Published on 12:00 AM, April 22, 2014

Rashomon and the murder of Major General Abul Manzur, Bir Uttam

Rashomon and the murder of Major General Abul Manzur, Bir Uttam

Concluding part of second installment

IN this second series of articles on the Manzur case which we have just published, the affidavits taken in 1995 of several soldiers and police officials have been described and reviewed. The historical context in which these affidavits came into being under the auspices of Attorney General Aminul Haque and the CID were also examined.
As noted at the outset of this article, the most important similarity between our February reporting and this article is that each account indicates the involvement of senior military officers in a “Special Operation” which resulted in the murder of General Manzur.  
As Sajjad Sharif, a senior editor at Prothom Alo has characterised this similarity, “All roads lead to Rome.” In other words, the testimonies of the soldiers and the two independent sources interviewed separately (by Lawrence Lifschultz and Ziauddin Choudhury) indicate that the plan to murder Manzur emanated from the Army's “High Command.”
But there are also differences in the two accounts. These differences relate to General Manzur's last moments.
In the February account, based on Ziauddin Choudhury's sources, and an independent source that I interviewed long before Ziauddin published his book, we both expressed the view that General Manzur was murdered by a senior military officer who entered the room where Manzur was being detained inside. This officer shot and killed Manzur within moments of entering the room. The murderer then left the Cantonment unimpeded and in plain view.  
In the current series the story as told by the affidavits of five soldiers has been reported. Once these documents came into our possession, it was my responsibility as a journalist and Prothom Alo's responsibility as a newspaper to accurately describe this similar, yet different, version of events. We would have been remiss if we failed to do so. This responsibility also applied to The Daily Star that simultaneously published the February articles on General Manzur.
The principal difference between the two versions that have been presented is that the soldiers claim that under orders from the “High Command” one of them murdered General Manzur at the Cantonment firing range. They also provided the names of the senior officers who directed them or were present at the firing range.
Which of these two versions of General Manzur's last moments is correct?
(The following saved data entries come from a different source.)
PR #2107, opened 2018-01-10
HHH-10840 Serializable SessionFactory

vladmihalcea:
https://hibernate.atlassian.net/browse/HHH-10840

### DIFF
--- a/hibernate-core/src/main/java/org/hibernate/CustomEntityDirtinessStrategy.java
+++ b/hibernate-core/src/main/java/org/hibernate/CustomEntityDirtinessStrategy.java
@@ -6,6 +6,8 @@
  */
 package org.hibernate;
 
+import java.io.Serializable;
+
 import org.hibernate.persister.entity.EntityPersister;
 import org.hibernate.type.Type;
 
@@ -20,7 +22,7 @@ import org.hibernate.type.Type;
  *
  * @author Steve Ebersole
  */
-public interface CustomEntityDirtinessStrategy {
+public interface CustomEntityDirtinessStrategy extends Serializable {
 	/**
 	 * Is this strategy capable of telling whether the given entity is dirty?  A return of {@code true} means that
 	 * {@link #isDirty} will be called next as the definitive means to determine whether the entity is dirty.
--- a/hibernate-core/src/main/java/org/hibernate/boot/CacheRegionDefinition.java
+++ b/hibernate-core/src/main/java/org/hibernate/boot/CacheRegionDefinition.java
@@ -6,6 +6,8 @@
  */
 package org.hibernate.boot;
 
+import java.io.Serializable;
+
 /**
  * Models the definition of caching settings for a particular region.  Generally as found in either:<ul>
  *     <li>{@code cfg.xml}</li>
@@ -16,7 +18,7 @@ package org.hibernate.boot;
  *
  * @author Steve Ebersole
  */
-public class CacheRegionDefinition {
+public class CacheRegionDefinition implements Serializable {
 	public static enum CacheRegionType {
 		ENTITY,
 		COLLECTION,
--- a/hibernate-core/src/main/java/org/hibernate/boot/MetadataBuilder.java
+++ b/hibernate-core/src/main/java/org/hibernate/boot/MetadataBuilder.java
@@ -6,6 +6,7 @@
  */
 package org.hibernate.boot;
 
+import java.io.Serializable;
 import javax.persistence.AttributeConverter;
 import javax.persistence.SharedCacheMode;
 
@@ -37,7 +38,7 @@ import org.jboss.jandex.IndexView;
  *
  * @since 5.0
  */
-public interface MetadataBuilder {
+public interface MetadataBuilder extends Serializable {
 	/**
 	 * Specify the implicit catalog name to apply to any unqualified database names.
 	 * <p/>
--- a/hibernate-core/src/main/java/org/hibernate/boot/archive/scan/spi/ScanOptions.java
+++ b/hibernate-core/src/main/java/org/hibernate/boot/archive/scan/spi/ScanOptions.java
@@ -6,12 +6,14 @@
  */
 package org.hibernate.boot.archive.scan.spi;
 
+import java.io.Serializable;
+
 /**
  * Options for performing scanning
  *
  * @author Steve Ebersole
  */
-public interface ScanOptions {
+public interface ScanOptions extends Serializable {
 	/**
 	 * Is detection of managed classes from root url allowed?  In strict JPA
 	 * sense, this would be controlled by the {@code <exclude-unlisted-classes/>}
--- a/hibernate-core/src/main/java/org/hibernate/boot/cfgxml/spi/LoadedConfig.java
+++ b/hibernate-core/src/main/java/org/hibernate/boot/cfgxml/spi/LoadedConfig.java
@@ -6,6 +6,7 @@
  */
 package org.hibernate.boot.cfgxml.spi;
 
+import java.io.Serializable;
 import java.util.ArrayList;
 import java.util.Collections;
 import java.util.HashMap;
@@ -35,7 +36,7 @@ import org.jboss.logging.Logger;
  * A LoadedConfig is built via {@link #consume}.  An aggregated representation
  * can be maintained through calls to {@link #merge}
  */
-public class LoadedConfig {
+public class LoadedConfig implements Serializable {
 	private static final Logger log = Logger.getLogger( LoadedConfig.class );
 
 	private String sessionFactoryName;
--- a/hibernate-core/src/main/java/org/hibernate/boot/cfgxml/spi/MappingReference.java
+++ b/hibernate-core/src/main/java/org/hibernate/boot/cfgxml/spi/MappingReference.java
@@ -7,6 +7,7 @@
 package org.hibernate.boot.cfgxml.spi;
 
 import java.io.File;
+import java.io.Serializable;
 
 import org.hibernate.boot.MetadataSources;
 import org.hibernate.boot.jaxb.cfg.spi.JaxbCfgMappingReferenceType;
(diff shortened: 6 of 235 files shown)


vladmihalcea:
@kedzie I rebased and reworked your initial PR a little bit.

winterbe:
Thanks for implementing! Hopefully this PR gets merged soon. 

Creation of Hibernate SessionFactory is a huge performance bottleneck for us (takes up to 30s which is 40% of our server startup time).

vladmihalcea:
@winterbe I'm not sure if that will get integrated soon because it's just a proof of concept. In the end, we should identify what takes long and try to offer an improvement for specific bootstrapping parts instead of having to serialize the whole SF.

Serialization makes it harder to provide backward compatibility too.

winterbe:
@vladmihalcea Thanks for your response. I suspect in our case bad performance is due to the huge amount of entities. We currently have 393 entities and 562 tables (including join tables). We use a lot of different value classes which could be combined into a single entity by introducing a discriminator column to reduce the amount of entities. But I was in hope that we could just wait for this PR to get merged.

In my opinion such a caching feature for SessionFactory would greatly improve developer experience for many hibernate based projects. I was kinda confused that the priority of the related JIRA ticket is low.

Anyways, keep up the great work and I hope one day this feature will make its way into production.

Sanne:
@winterbe we all agree it would be very nice to have the ORM boot much faster but there are many risks in this.
It's slow because it:
- verifyies the RDBMS table structure is matching the expectations
- scans your classpath to discover extension points you might need to have loaded
- has to verify the structure of your entities

Essentially if we serialize things to disk, you would have to guarantee that you didn't make change in any part of the system: not in the database, not in the project code, not even its dependencies.
_Would it still be useful for developers?_

For production, you'd have the risk of mixing a wrongly configured file - possibly not matching the database you intended to use. Imagine the pain caused of mixing up any detail, and you don't even have a validation phase at boot.
_Would it still be useful for production?_

On the hibernate-dev mailing list I mentioned I profiled the bootstrap code and created a little benchmark for it; turns out the "slow operations" might be solvable in other ways. The slowest operation is to scan a large classpath for entities, extensions, etc...

There are about 20 full classpath scans necessary to bootstrap Hibernate ORM so the most effective solution would be to trim the classpath.

Would love to hear more about your use case. Do you run in a container? Ironically, when running things in an application server they might be abel to tell us if the deployment changed, trim the visibility on the classpath, or even have knowledge about the datasource being unchanged. I guess some might even have kept the datasource pool with connections alive.

winterbe:
@Sanne Thanks for your response. 

> Essentially if we serialize things to disk, you would have to guarantee that you didn't make change in any part of the system: not in the database, not in the project code, not even its dependencies.
Would it still be useful for developers?

It would still be useful for us, let me explain way: Developers on our team usually restart the server on their local machines very often on an average work day, but the JPA data-model changes less frequently. Very often Hibernate could just blindly reuse cached SessionFactory during startups.
I understand that cache invalidation would be hard to get right 100% but for our case it would be completely ok if cache invalidation would be handled either manually e.g. by executing a command line tool to remove serialized SessionFactory from disk or by disabling cache for next start by setting a system property. So if you make hibernate-relevant code changes you disable caching and afterwards you re-enable caching again.

> For production, you'd have the risk of mixing a wrongly configured file - possibly not matching the database you intended to use. Imagine the pain caused of mixing up any detail, and you don't even have a validation phase at boot.
Would it still be useful for production?

Caching SessionFactory on production servers is no priority for us. For our use case it would be absolutely ok to completely disable caching in production.

> Would love to hear more about your use case. Do you run in a container? Ironically, when running things in an application server they might be abel to tell us if the deployment changed, trim the visibility on the classpath, or even have knowledge about the datasource being unchanged. I guess some might even have kept the datasource pool with connections alive.

Our application is a web app running on Apache Tomcat 8. Class path scanning is indeed a problem because it has grown kinda big over the years. Spring Framework 5 recently solved this problem by scanning the class path during compile time via [an annotation processor](https://docs.spring.io/spring/docs/5.0.3.RELEASE/spring-framework-reference/core.html#beans-scanning-index).

Is there something we could do to reduce the amount of class path scans Hibernate is performing on startup?

Sanne:
@winterbe that's awesome feedback, thanks it will definitely make me think again on my objections.

Scanning classpath is the strongest contributor to boot time in my own measurements, which actually happened on a relatively small set of dependencies, and it's supposedly growing *at least* linearly with the amount of classes to scan.

So.. I wasn't aware of the Spring 5 pre-scan capabilities; we should talk with the Spring team about that - or perhaps they already inject the necessary things in ORM? We do provide the injection points as e.g. WildFly uses them, but they are intentionally designed to be platform agnostic. So maybe Spring already takes advantage of it, or maybe they don't know about it. I'll ask...

winterbe:
> that's awesome feedback, thanks it will definitely make me think again on my objections.

@Sanne Thanks. Please keep me informed on that topic if something changes. Keep up the great work! 👍

Sanne:
Thanks :)

FYI conversation is here: https://twitter.com/SanneGrinovero/status/960497968527958016

I guess I'll need to experiment a bit with all the things Oliver mentioned. @winterbe have you used those?

snicoll:
For the record, that facility in spring Framework also scan JPA entities as long as you are asking Spring Boot to create the persistence unit for you.

winterbe:
Spring Boot DevTools Sound pretty cool but we use raw Spring Framework (not Boot) in the relevant product. So we can’t benefit from this unfortunately.

snicoll:
@winterbe you should be able to replicate what spring boot does to avoid using classpath scanning for your JPA entities.

jonnermut:
I agree with @winterbe that hibernate startup time is a major pain point for teams working on a server. Typically the model changes slowly, but the dev team is starting up the server many, many times a day, and the startup time (~20 seconds on my project) really adds up. 
It also really blows out the time of spring integration tests.
I think a serialisation mechanism could be really useful. Turn it off by default, caveat the hell out of it, and let teams build their own use of it to try and increase their productivity.
I personally would take a hash of all the source files which I know make up the model, plus the version config, and name the serialisation file off that. I would be happy to use it for dev, tests and maybe production (build the file in the release build, and key it off the git commit), depending on exactly how it interacted with auto schema update.

sebersole:
The default serialization for a SessionFactory will never be anything other
than what it is.  It is critical for many Session, Type, etc serialization
that this work exactly as it does.

I'm not against a specific, dedicated API for doing this.

jonnermut:
> I'm not against a specific, dedicated API for doing this.

Which would obviously be fine for the use case for custom dev/build tools.
Looks like this PR is ageing badly though given the number of conflicts...

jonnermut:
@Sanne Thanks for the analysis and the work on this. I will definitely look into AppCDS.

I Agree that the session serialisation approach totally depends on build tools, or some runtime knowledge of the dev environment.

We start up our container using embedded Tomcat, from a main() method. Similar to Spring Boot, just a couple of years before it came out. And then we bootstrap Hibernate using the Spring Hibernate support classes plus a bunch of code to apply our environment properties.

The cold start is by far the most important to us. As you are developing features you need to restart the JVM often, so a developer on a tear will be restarting dozens if not hundreds of times a day. Similarly, we isolate most of our integration tests per test class, so each test class has to do a full spring and hibernate startup.

I can envision writing our own method in our startup code which:
1. In our gradle build, in every build (dev or release), always calculate a hash or fingerprint  of the model sources and config, based on either file content or mod times, version number, whatever, and put it in a property file. (Gradle actually has very good inbuilt support for doing this, come to think of it, and could quite easily not do the work if nothing has changed). 
2. In our startup code, read the property, and if the file named with that hash exists, read it and use it to boot the session factory with it
3. Otherwise boot the session factory and immediately serialise it to that file, so its there for the next cold start
4. And if the serialisation process proves stable and solid enough, then in our Gradle build process, for a release build, run the startup code, and include the produced file in the build as a resource in the release build.

If we can gain anything out of annotation processors or other build time work it would also be worth investigating. For the integration tests, for example, the build runs once and the runtime startup runs many times, so gains are amplified.

Sanne:
Thanks! very interesting feedback and nice to compare some ideas.

You're right Gradle has great support for incremental builds so it might be possible to take advantage of it to automatically recognize when the model has changed.

I'm surprised that you're most interested in cold JVM bootstrap times. I thought people were able to avoid a full restart of the container nowadays by working mostly with integration tests, or at most using tools such as JRebel or FakeReplace. Neither of these is (yet!) able to adjust a booted Hibernate model but AFAIK they should be able to restart Hibernate or make other changes in a running container without needing to reboot it all.

Another question for you: did you try Hibernate ORM 5.3?
Several improvements were made; for example I expect people to use `hibernate.hbm2ddl.auto=validate` (at least), which used to query the database once for each table but is now able to fetch the whole schema with a single query.

### connection pools

Also quite some time is "wasted" in starting the connection pool; each connection in the pool needs to be established which implies several roundtrips and handshakes with the database, so another thing I'd like to explore is to let the runtime re-inject the existing pool. (that's not going to help you for cold-boot but it might help integration tests?)

### entity enhancement

we also need the entities to be enhanced. This requires additional temporary classloaders and that's also contributing to bootstrap times - so it might help to use the build tools to perform entity enhancement at compile time.

parthsaarthi001:
are there any plans to merge this PR ?

jianzhichun:
are there any plans to merge this PR ?

Sanne:
> are there any plans to merge this PR ?

I won't work on this myself for the following reasons:

- we improved bootstrap _a lot_ already in recent versions.
- I believe there are better and safer wasy to achieve the "frozen state" ideas, as mentioned above.

Please checkout what I did for [Quarkus](https://quarkus.io/); some optimisations are specific to Quarkus but many others are now part of Hibernate ORM. If you need optimisations for other runtimes, we'd be happy to help crafting optimisations which are specific to other runtimes too - but the potential of such optimisations depends on how willing people are to break compatibility with previous versions.

Do people here still have problems with bootstrap times? If you could share applications / benchmarks or even just profiling data showing what is the problem, I'd be happy to look at that.

Specifically this PR has many conflicts so I'm afraid I will close it. We can still discuss improvement ideas, but I'd suggest making a proposal on the mailing list before spending too much time on a patch.
 - https://lists.jboss.org/mailman/listinfo/hibernate-dev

Or, is there another version of Manzur's final hours that we do not yet know?
Was there an evolution in the soldiers' affidavits? Did they go through several drafts? Initially, were the soldiers persuaded to implicate themselves and to name a particular soldier who they claim did “the job”? They named him yet he seems nowhere to be found.
In the material we have reviewed there is no indication this individual was ever arrested. Perhaps, this soldier who allegedly shot Manzur in this version left the country long ago and was provided ample resources to do so years before Aminul Haque launched his investigation in the 1990s. As of yet, we do not know the answer to these questions.    
Were the soldiers made to realise by the Chief Prosecutor and the CID that they might be convicted for murdering General Manzur's given the degree in which they were involved unless they revealed whose orders they were following? On this basis were they persuaded to identify those senior officers in the “Chain-of-Command” who were present at the firing range or had earlier told them the “Special Operation” that they had been selected to join on the night of June 1 would end with Manzur's death?
Had the soldiers ultimately realised that the insistence of their officers that one of their number carry out the murder was part of a plan that would implicate them in General Manzur's death and thereby deflect attention from the high ranking officers who Aminul Haque believed had organised Manzur's killing?
Was the propaganda on June 2 that “reckless soldiers” had killed General Manzur a telltale sign that they too were being set-up as part of an “elaborate scheme”? Had the CID or Aminul Haque pointed this out to soldiers who had made up the Hathazari patrol? As of yet, we do not know the answer to these questions.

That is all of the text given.